▶ Assigned task: Which lines in the data below contain the word "good"? Copy each of them.

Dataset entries

= Beginning of Section =

PR #1402, opened 2025-07-24
feat: runner/local: run k6 with `--throw` to raise common errors as exceptions

nadiamoe:
Namely, failures making HTTP requests and other common runtime faults will throw exceptions instead of logging a warning and continuing.

Ref:
https://grafana.com/docs/k6/latest/using-k6/k6-options/reference/#throw

### DIFF
--- a/internal/k6runner/local.go
+++ b/internal/k6runner/local.go
@@ -211,6 +211,7 @@ func (r Local) buildK6Args(script Script, metricsFn, logsFn, scriptFn, configFil
 		"--no-color",
 		"--no-summary",
 		"--verbose",
+		"--throw", // Abort with an exception on certain abnormal cases: https://grafana.com/docs/k6/latest/using-k6/k6-options/reference/#throw
 	}
 
 	// Add secretStore configuration if available


nadiamoe:
Spend a bit of time digging to see where this option is used. So far I've found the following uses:
- Invalid values for metrics: https://github.com/grafana/k6/blob/cdf27ce2b46b3763105da7be42bb38bb8ff151b1/internal/js/modules/k6/metrics/metrics.go#L83
- Errors dialing ws connections: https://github.com/grafana/k6/blob/cdf27ce2b46b3763105da7be42bb38bb8ff151b1/internal/js/modules/k6/ws/ws.go#L140
- Miscellaneous building http requests, such as parsing URLs, headers, request bodies, etc: https://github.com/grafana/k6/blob/cdf27ce2b46b3763105da7be42bb38bb8ff151b1/js/modules/k6/http/request.go#L73
- Errors returned by `http.Client.Do`, such as network errors, name resolution, etc.: https://github.com/grafana/k6/blob/cdf27ce2b46b3763105da7be42bb38bb8ff151b1/lib/netext/httpext/request.go#L328

So I believe this should be safe to apply retroactively.

image

d0ugal (approved):

The-9880 (approved):

PR #1415, opened 2025-08-07
feat: add secret manager boolean to HTTP checks

d0ugal:
For blackbox exporter checks we need are introducing a boolean to enable support for the secrets manager. This allows us to support a prefix convention in fields and maintain backwards compatibility. The following table shows the expected behaviour

| secretManagerEnabled | value              | resolved to            |
|----------------------|--------------------|------------------------|
| false                | gsm:name           | "gsm:name"             |
| false                | password           | "password"             |
| true                 | gsm:name           | value of "name" in gsm |
| true                 | plaintext:password | "password"             |
| true                 | password           | validation error       |


mem (approved):
Thank you!

PR #1468, opened 2025-08-28
feat: add core secret infrastructure and string interpolation system

d0ugal:
Add secret store to blackbox exporter checks.


internal/prober/interpolation/interpolation.go
```diff
@@ -0,0 +1,235 @@
...
+	}
+
+	// Then resolve variables
+	if r.variableProvider != nil {
+		resolvedValue, err := r.resolveVariables(value)
+		if err != nil {
+			return "", err
+		}
+		value = resolvedValue
+	}
```
mem: I'm not following.

Why does resolving the secret and then using *that* value to resolve variables make sense?

mem (commented):
This looks good in general, but there's that thing I'm not follwoing.

internal/prober/interpolation/interpolation.go
d0ugal: Its essentially a two pass on the string because, in theory, it could contain a secret and a variable. Maybe we don't want to support this case but I think it could happen in multihttp.

```
		"mixed secret and variable": {
			input:          "Bearer ${secrets.api-token} for ${username}@${domain}",
			secretEnabled:  true,
			expectedOutput: "Bearer secret-token-123 for admin@example.com",
			expectError:    false,
		},
```
${secrets.api-token} = 1234
${username} = admin
${domain} = grafana.com

1. `"Bearer ${secrets.api-token} for ${username}@${domain}"`
2. `"Bearer 1234 for ${username}@${domain}"`
2. `"Bearer 1234 for admin@grafana.com"`

I don't really like this however so I am working on an improvement to do this in one pass.

mem: OK. That makes sense.

Shouldn't this be the other way around then?

I'm not a 100% sure I want to support this, but I'm going to write this:

```
The secret value is ${secret_name} -> The secret value is ${secrets.api-token}
The secret value is ${secrets.api-token} -> The secret value is secret-token-123
```

Do you see what I mean?

I cannot come up with a realistic scenario doing this (a variable containing the name of the secret to use), but I think the other way around is worse (the secret is the name of the variable).

mem:
Also, can you rebase this (and the other PRs you have)? I would like to validate that the fix for the test failures is actually working.

internal/prober/interpolation/interpolation.go
d0ugal: I got something that works, but i don't love the code. It got a bit messy. I did add test cases for variables within variables though, so that isn't possible now.

Its on this PR in the second commit https://github.com/grafana/synthetic-monitoring-agent/pull/1468/commits/680aebe783880b555b7b0f95c2d33c22abf766b6

mem (approved):
LGTM!

PR #1469, opened 2025-08-28
feat: integrate secret resolution into HTTP prober and agent components

d0ugal:
Add secret store to http checks


internal/prober/http/http.go
d0ugal, line 1: @mem this is the file that I mentioned in our call

PR #1473, opened 2025-08-28
feat: Add IsUsingSecrets to synthetic_monitoring.Check

mem:
This method provides a single way to determine whether a check is using secrets or not. For some types, this will be straighforward (either because they do not support secrets, or because using secrets in that case is very explicit). In other cases, this involves some guesswork, and the extra scripts in this commit are mostly about validating that guesswork.

### DIFF
--- a/pkg/pb/synthetic_monitoring/checks_extra.go
+++ b/pkg/pb/synthetic_monitoring/checks_extra.go
@@ -418,6 +418,69 @@ func (c Check) ConfigVersion() string {
 	return strconv.FormatInt(int64(c.Modified*1000000000), 10)
 }
 
+var (
+	// This pattern matches "k6/secrets" or 'k6/secrets'. This is the basic canary to tell us if
+	// a script might be using secrets.
+	secretsCanary = `(?:'k6/secrets'|"k6/secrets")`
+
+	usesSecretsModuleRe = regexp.MustCompile(
+		`(?m:` +
+			// Default import: import secrets from 'k6/secrets'
+			`^\s*import\s+secrets\s+from\s+` + secretsCanary +
+			`|` +
+			// Named import: import { } from 'k6/secrets'
+			// Named import: import { secrets } from 'k6/secrets'
+			// Named import: import { secrets, foo } from 'k6/secrets'
+			// Named import: import { foo, secrets } from 'k6/secrets'
+			// Named import: import { foo, secrets, bar } from 'k6/secrets'
+			// Named import: import { secrets as s } from 'k6/secrets'
+			`^\s*import\s*{[^}]*}\s+from\s+` + secretsCanary +
+			`|` +
+			// Namespace import: import * as secrets from 'k6/secrets
+			`^\s*import\s+\*\s+as\s+\S+\s+from\s+` + secretsCanary +
+			`|` +
+			// Require syntax: const secrets = require('k6/secrets')
+			`^\s*const\s+secrets\s*=\s*require\s*\(\s*` + secretsCanary + `\s*\)` +
+			`)`)
+)
+
+// IsUsingSecrets returns true if the check uses secrets, false otherwise.
+//
+// Depending on the specific check type, the result is completely accurate or just a guess.
+func (c Check) IsUsingSecrets() bool {
+	switch {
+	case c.Settings.Dns != nil:
+		return false
+
+	case c.Settings.Grpc != nil:
+		return false
+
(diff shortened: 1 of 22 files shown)


pkg/pb/synthetic_monitoring/testdata/script_not_using_secrets_commented_out_import.js
mem, line 1: @d0ugal sorry to make this PR harder to understand.

What's important here is the *name* of the file. That should provide a hint as to the intention. For example this one is NOT using secrets, and it has the import bit commented out.

pkg/pb/synthetic_monitoring/checks_extra.go
```diff
@@ -418,6 +418,69 @@ func (c Check) ConfigVersion() string {
...
+			// Named import: import { secrets as s } from 'k6/secrets'
+			`^\s*import\s*{[^}]*}\s+from\s+` + secretsCanary +
+			`|` +
+			// Namespace import: import * as secrets from 'k6/secrets
+			`^\s*import\s+\*\s+as\s+\S+\s+from\s+` + secretsCanary +
+			`|` +
+			// Require syntax: const secrets = require('k6/secrets')
+			`^\s*const\s+secrets\s*=\s*require\s*\(\s*` + secretsCanary + `\s*\)` +
+			`)`)
+)
```
mem, line 445: This is the bit that is actually interesting.

I have tried to keep the regular expression simple.

It's matching lines (the `?m:` bit at the start, so it's possible to write `^\s*import`, meaning it's OK to have blanks before `import`, but `import` must be the first thing on the line.

pkg/pb/synthetic_monitoring/checks_extra.go
```diff
@@ -418,6 +418,69 @@ func (c Check) ConfigVersion() string {
...
+			// Named import: import { foo, secrets } from 'k6/secrets'
+			// Named import: import { foo, secrets, bar } from 'k6/secrets'
+			// Named import: import { secrets as s } from 'k6/secrets'
+			`^\s*import\s*{[^}]*}\s+from\s+` + secretsCanary +
+			`|` +
+			// Namespace import: import * as secrets from 'k6/secrets
+			`^\s*import\s+\*\s+as\s+\S+\s+from\s+` + secretsCanary +
+			`|` +
+			// Require syntax: const secrets = require('k6/secrets')
+			`^\s*const\s+secrets\s*=\s*require\s*\(\s*` + secretsCanary + `\s*\)` +
```
mem, line 443: I don't think I have a test for this, do I? How is this actually used?

pkg/pb/synthetic_monitoring/checks_extra.go
```diff
@@ -418,6 +418,69 @@ func (c Check) ConfigVersion() string {
...
+func (c Check) IsUsingSecrets() bool {
+	switch {
+	case c.Settings.Dns != nil:
+		return false
+
+	case c.Settings.Grpc != nil:
+		return false
+
+	case c.Settings.Ping != nil:
+		return false
```
mem, line 459: this a good example of the intention: ping will never use secrets, so it will always return false, unconditionally.

OTOH, HTTP will support secrets, so this needs to be updated in the future.

pkg/pb/synthetic_monitoring/checks_extra_test.go
```diff
@@ -2045,3 +2049,139 @@ func TestRemoteInfoMarshalJSON(t *testing.T) {
...
+			script, err := os.ReadFile(filepath.Join(testdataDir, filename))
+			require.NoError(t, err)
+			assert.False(t, usesSecretsModuleRe.Match(script), "%s should report false", filename)
+
+		default: // skip
+		}
+	}
+}
+
+func TestCheckIsUsingSecrets(t *testing.T) {
```
mem, line 2084: This test is not trying to be exhaustive (that's why the above test exists). This test is just trying to exercise the switch.

mem:
> This looks good. I do wonder if it would be better to improve detection on the API side and send the metadata down to the agent?

That's fair. Are you thinking that at some point the API will have a better / more precise way of determining if a script is using secrets?

What I'm thinking here is that for non-scripted checks, if we have a way to ask whether a check is using secrets, we have have a piece of generic code that decides whether to take different actions based on that. The obvious one is refreshing a token. If we can improve the way we detect that, we might end up adding a field to specific check settings stating that, and this method ends up using that to return an answer.

PR #736, opened 2022-11-21
Resolver 1.9.0

cstamas:
Resolver 1.9.0 has a breaking change MRESOLVER-284 that was later undone (in 1.9.1+). Hence, the
CLI changes are needd ONLY for 1.9.0 and shall be
removed on upgrade to later version.

Still, the patch is incomplete, as it merely sets
mvnd specific defaults, but does not allow
mvnd users to override locking (to HZ/redisson
for example).


cstamas:
Hm, this patch was originally made against mvnd 0.9.0 and it worked well. On master it seems both resolver get into dist (so both, resolver 1.8.2 and 1.9.0) and it causes havoc.

gnodet:
Superseded by #742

= End of Section =

▶ Written response:
This looks good in general, but there's that thing I'm not follwoing.
mem, line 459: this a good example of the intention: ping will never use secrets, so it will always return false, unconditionally.
> This looks good. I do wonder if it would be better to improve detection on the API side and send the metadata down to the agent?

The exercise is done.